Solutions to Optimization Problems

In linear programming, the solutions of an optimization problem form a set known as the feasible region.

The feasible region is a polyhedron P in space.

If the objective is to minimize costs, we write:

$$ \min_{ \forall x \in P} f(x) = c^T x $$

Within the feasible region P, there may exist an optimal solution x*.

What do we mean by an optimal solution?

An optimal solution to the problem is a point x* in P such that

$$ c^Tx* \le c^Tx \:\:\:\text{ for every } x \in P$$

A practical example

Consider an optimization problem with the following objective function:

$$ \min z(x) = x_1 + 2x_2 $$

subject to the constraints:

$$ \begin{cases} 6x_1+8x_2 \le 30 \\ -2x_1+3x_2 \le 6 \\ x_1+4x_2 \ge 4 \\ x_1 \ge 0 \\ x_2 \ge 0 \end{cases} $$

We can represent the optimization model on the Cartesian plane.

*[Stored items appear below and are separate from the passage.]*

PR #1450, opened 2022-10-27
Prison Evolved Weapons (PEW)

DatBoiWeep:
- Added Anti Air supported by the US Air Force

Process
- Unathorized access entering the prison (or other restricted air access locations) will be prompted with a warning to flee
- After a few seconds, Prison will sound alarm and notify police of the aircraft
- Chance will occur for number of police on duty (100% chance of attack when 0 cops on duty)
- Cooldown will commence to prevent the heli from being repeatedly shot even when already down.
- Emergency Personnel are permitted in the Restricted Area.

**Examples of 911 calls**
image


minipunch:
Well first try nothing happening when I fly solo into the prison alone on the test server

Then after restarting the script it locked the prison down and I saw the 911 messages and warning to leave, but then an F8 error occured, prob cause of restarting it and needing to relog or smth?

minipunch:
Ok well second time trying after restarting the script and relogging I still got the same error:



Also I noticed I only got warnings after I set my job to 'sheriff'

resources/nagodo_antiaircraft/scripts/client.lua
```diff
@@ -0,0 +1,164 @@
...
+                            TriggerEvent("chatMessage", "US Air Force", { 240, 0, 0 }, "RESTRICTED AREA - LEAVE NOW OR BE TAKEN DOWN")
+                            Wait(WaitAlarmTime)
+                            TriggerServerEvent('911:USAF', pCoords.x, pCoords.y, pCoords.z)
+                            if not AlarmTriggered then
+                                Debug("Is Pilot")
+                                inZone = _inZone
+                                TriggerServerEvent("jail:startalarmSV", -1)
+                                Wait(WaitAttackTime)
+                                if not pause then
+                                    if CopsOnDuty >= 1 then
```
minipunch, line 53: this line is throwing the error:

minipunch (changes requested):

resources/nagodo_antiaircraft/scripts/client.lua
DatBoiWeep: This should be fixed now LOL

minipunch:
So it seemed to work better this time after spawning a chopper and flying in as a civ

It notified me and shot me down before I took off to leave

only issue is it threw this error in server console after shooting me: https://i.imgur.com/MHnhSiR.png

minipunch:
Also it seems like all u need is someone in another chopper behind u and it doesn't care about > 1 chopper ?

Is there like a cooldown or smth

minipunch (changes requested):
see comment

DatBoiWeep:
> Also it seems like all u need is someone in another chopper behind u and it doesn't care about > 1 chopper ?
> 
> Is there like a cooldown or smth

There is a cooldown, but this error made the script stop because I never put coords in like a pepega. Should be pushed here in a bit for re-test

minipunch:
Lmao so does it always shoot u down even if it was an accident ??

Can't wait for people to accidentally get shot down lmao

minipunch:
Also we might wanna make it shoot u down a lil bit quicker

resources/nagodo_antiaircraft/scripts/client.lua
```diff
@@ -0,0 +1,170 @@
...
+            if dist <= v.radius then
+                _inZone = true
+                if not IsAllowed(v.allowedJobs) then
+                    if IsPedInAnyHeli(PlayerPedId()) then
+                        Debug("In Heli")
+                        if GetPedInVehicleSeat(GetVehiclePedIsIn(PlayerPedId(), false), -1) == PlayerPedId() then
+                            TriggerEvent("chatMessage", "US Air Force", { 240, 0, 0 }, "RESTRICTED AREA - LEAVE NOW OR BE TAKEN DOWN")
+                            Wait(1000)
+                            TriggerEvent("chatMessage", "US Air Force", { 240, 0, 0 }, "RESTRICTED AREA - LEAVE NOW OR BE TAKEN DOWN")
+                            Wait(WaitAlarmTime)
```
minipunch, line 51: Using `Wait()` is never reliable for time keeping cause it depends on the player's FPS

Should use `GetGameTimer()` instead, see other scripts for examples

resources/nagodo_antiaircraft/scripts/client.lua
```diff
@@ -0,0 +1,170 @@
+--Basic--
+local destroying = false
+local inZone = false
+
+local pause = false
+
+local WaitAlarmTime = 5000 -- 5 seconds
+local AlarmTriggered = false
+local WaitAttackTime = 15000 -- 15 seconds
```
minipunch, line 9:
```suggestion
local WaitAttackTime = 10 * 1000
```

minipunch (changes requested):

resources/nagodo_antiaircraft/scripts/client.lua
```diff
@@ -0,0 +1,170 @@
...
+        SetBlipAsShortRange(blip, true)
+
+        BeginTextCommandSetBlipName("STRING")
+		AddTextComponentSubstringPlayerName(Config.BlipText)
+		EndTextCommandSetBlipName(blip)
+
+    end
+
+    -- Function to get numCops
+    local CopsOnDuty = TriggerServerCallback {
```
minipunch, line 30: Code placed here only runs once when the thread on line 13 is created so this `CopsOnDuty` variable won't be accurate by the time a missile is fired

Should trigger this server callback once just before firing the missile if that is when u need to know how many cops are on instead

minipunch (changes requested):

minipunch:
Pause I think I'm gonna work it around a little and clean it up a lil if possible

I don't really like the use of that `pause` variable in a loop like that lol

minipunch (approved):

PR #1452, opened 2022-10-28
Added new Mechanic clock on spot

Crownapple:
Added a new mechanic clock on spot on greenwich Parkway/ Ls Custom by the airport


minipunch:
U test to make sure it all works well like spawning the truck and the job ped n stuff?

minipunch:
crown didn't test the truck spawn so we'll have to hope it's good since he can't test for a while

minipunch (approved):

PR #1469, opened 2022-10-31
[Staff Commands] Added Halloween Weather & State-wide Blackout

maxgestic:
- Adds ability to set Halloween weather with /weather
 - Ability to toggle blackout for the entire state using /blackout {true/false for blackout} {true/false for cars being blackouted}


resources/realweather/server.lua
```diff
@@ -15,12 +15,13 @@ local WEATHER_TYPES = {
...
     "SNOWLIGHT",
-    "XMAS"
+    "XMAS",
+    "Halloween"
 }
 
 local Data = nil
 
-local cityName = "Los Angeles"
+local cityName = "Los+Angeles"
```
minipunch, line 24: U sure this is gonna work still?

maxgestic: URL encoding can't have spaces it was throwing an error for a while because of this

minipunch: R u *sure* the error was from this though lol

Because p sure it was working fine, the only error I saw was from an undefined 'data' var or smth like dat

maxgestic: Yea cos when the error was happening this fixed it on my test server. I just never pushed it cos it resolves itself but it's probs good to have the plus there cos that's proper URLs

minipunch: Never saw this error before though

Not sure why you would see it but I wouldn't lol

And I wouldn't doubt the space gets handled by the API itself

minipunch: Oh wait u know what, ur right

I just didn't investigate the error I was seeing enough lol

Good fix here

minipunch (approved):
nice

PR #1492, opened 2022-11-08
update(Badge): Update Badge CMD / EMS Ranks

Savage912-Official:
Updated the EMS Ranks to be how they are on the EMS Roster, and added a EMS Badge.

Also updated the badge command for it to use args due to if you are whitelisted for multiple depts you could only use the first badge listed.

EMS Ranks Supplied By @Khajit71

Usage: /showbadge (sasp, bcso, or ems)


minipunch:
> "Also updated the badge command for it to use args due to if you are whitelisted for multiple depts you could only use the first badge listed."

Does it have a fallback so if no command is provided it defaults to the first/only one ?

Savage912-Official:
> > "Also updated the badge command for it to use args due to if you are whitelisted for multiple depts you could only use the first badge listed."
> 
> Does it have a fallback so if no arg is provided it defaults to the first/only one ? Don't want to force users to have to use the arg if they are only whitelisted for one for example

No but I suppose I
Could add it tomorrow

Savage912-Official:
Fallback for no args added.

minipunch (approved):

PR #1498, opened 2022-11-10
feat(Casino): Aviator (Crash Game)

Savage912-Official:
When the round starts, the game gives you a random number that can appear on the screen. You must cash out before you reach the random number given by the game by placing a bet. If you can cash out before you reach the number, you can see the money you have deposited and the money you have earned on the left. You can see how much the number went up in the previous rounds from the top.

In order to access this you must buy a Casino Dongle from a hardware store and have a laptop on you. When having both of these items use the Casino Dongle to access the game.

[Preview 1](https://cdn.discordapp.com/attachments/980523819246698496/980524111375765546/unknown.png)
[Preview 2](https://cdn.discordapp.com/attachments/980523819246698496/980524220142460988/unknown.png)


resources/oe-aviator/server/sv_aviator.lua
```diff
@@ -0,0 +1,42 @@
...
+	
+	if char == nil then
+		--print("Player loading in")
+	else
+		char.removeMoney(math.abs(data))
+	end
+end)
+
+RegisterServerEvent('oe-aviator:addMoneyCallBack')
+AddEventHandler('oe-aviator:addMoneyCallBack', function(data)
```
minipunch, line 22: Gotta find a way to make this not exploitable

Security token is probably the laziest way but that would be the bare minimum for me to at least accept this PR

Other server sided checks are always preferable to the token method

minipunch (changes requested):

resources/oe-aviator/server/sv_aviator.lua
Savage912-Official: Alright, I'll get the security token and look into adding some other things in a bit.

minipunch:
Is this good to review?

Can u resolve the merge conflict if so

Savage912-Official:
> Is this good to review?
> 
> Can u resolve the merge conflict if so

Depends on if you think its secure enough to be pushed or if you think it can still be exploited.

PR #1780, opened 2024-03-07
ci: Fix broken Macos-13 CI

lgritz:
Some noodling was necessary to fix recently broken Mac CI.


lgritz:
Merging, as it undeniably fixes the problem.

PR #1782, opened 2024-03-07
Make isconnected() work with downstream renderer "connections."

sfriedmapixar:
## Description

The isconnected() returns 2 when used on an output that is connected to another downstream shader node -- this can be used to limit computation to only the outputs used.  However, that misses the important case of where the renderer has declared a shader node output as a renderer output, which happens often when using OSL purely for pattern generation purposes.  This change makes that case also return 2.

## Tests

The isconnected test has been updated to include testing this functionality.

## Checklist:

  being nonconforming.


lgritz (approved):
Sorry for the delay. LGTM.

PR #1787, opened 2024-03-22
oslquery: Simplify include and link needs

lgritz:
The (should be) tiny oslquery library was over-including and over-linking beyond its actual needs.

* Remove`#include <OSL/oslconfig.h>`, which is a lot of setup, type definitions, and many transitive header includes.  Instead, just include the very small number of headers and types actually needed by the OSLQuery class definition.
* In particular, this removes includes of OpenEXR/Imath headers and references to Imath types, the OIIO TextureSystem (!), and other big things, from what oslquery.h needs to see.
* liboslquery can link against libOpenImageIO_Util (which it uses primarily for ustring and TypeDesc), it doesn't need the full libOpenImageIO, since it doesn't read or write image files.
* Remove some link references to Boost which isn't actually needed for this library.
* This also lightens the load for the Python module for oslquery.

### DIFF
--- a/src/include/OSL/oslquery.h
+++ b/src/include/OSL/oslquery.h
@@ -19,9 +19,38 @@ Sony Pictures Imageworks terms, above.
 #include <string>
 #include <vector>
 
-#include <OSL/oslconfig.h>
+#include <OSL/export.h>
+#include <OSL/oslversion.h>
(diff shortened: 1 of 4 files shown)


chellmuth (approved):
LGTM!

PR #1803, opened 2024-04-28
Add full LLVM 18 support

lgritz:
Some methods and enums got renamed from LLVM 17 -> 18, etc.

Also some adjustment to warning messages about version mixing between clang and llvm.


lgritz:
There are some CI failures that are unrelated to this patch, I'm addressing those separately.

It's the Macos-14 CI that is building against LLVM 18.1 to test this.

Macos-13 would be too, but it is failing for entirely different reasons -- because building OIIO is failing with clang 18. That's already fixed and this failure will go away when we push out a new "release" branch on May 1.

fpsunflower (approved):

This allows us to visualize the feasible region geometrically.

Note. If the feasible region does not exist, the solution set is empty ( P=ø ) and the problem is infeasible. In that case we write z*=+∞.

How do we find the solution?

We can either solve the linear system algebraically or determine the solution graphically.

On the diagram, we add the cost gradient.

The gradient is simply the cost vector c^T: $$ c = \begin{pmatrix} 1 \\ 2 \end{pmatrix} \\ c^T = ( 1 , 2 ) $$

The solution is the point x* in the polyhedron P that yields the lowest value of z(x), lying on the line perpendicular to the gradient.

Note. If the feasible region exists but no optimal point x* can be identified, the problem is unbounded below. For every feasible solution x∈P there is always another with a smaller objective value. In this case, no optimal solution exists and we write z*=-∞.

The optimization problem in standard form

An optimization problem is in standard form


• if the objective function is a minimization function.
• if the solution set P is a non-empty polyhedron in standard form.

Example

The system above

$$ \begin{cases} \min z(x) = x_1 + 2x_2 \\ \\ 6x_1+8x_2 \le 30 \\ -2x_1+3x_2 \le 6 \\ x_1+4x_2 \ge 4 \\ \\ x_1 , x_2 \ge 0 \end{cases} $$

in standard form becomes

$$ \begin{cases} \min z(x) = x_1 + 2x_2 \\ \\ 6x_1+8x_2 +x_3 = 30 \\ -2x_1+3x_2 +x_4 = 6 \\ x_1+4x_2 -x_5 = 4 \\ \\ x_1, x_2, x_3,x_4,x_5 \ge 0 \end{cases} $$

Why use standard form?

Standard form introduces useful geometric properties that make it easier to analyze and solve optimization problems.

• If a direction d of the polyhedron satisfies c^Td < 0, the problem is unbounded below.

  A problem is unbounded below if it admits no optimal solution, since every feasible solution can always be improved upon. Here is a practical example.

Basic solutions and vertices of the polyhedron

From a geometric standpoint, solutions occur at the vertices of the polyhedron. These are called basic solutions.

Not every basic solution, however, is feasible.

Among them, we must identify the basic feasible solutions (BFS) and discard those that are not.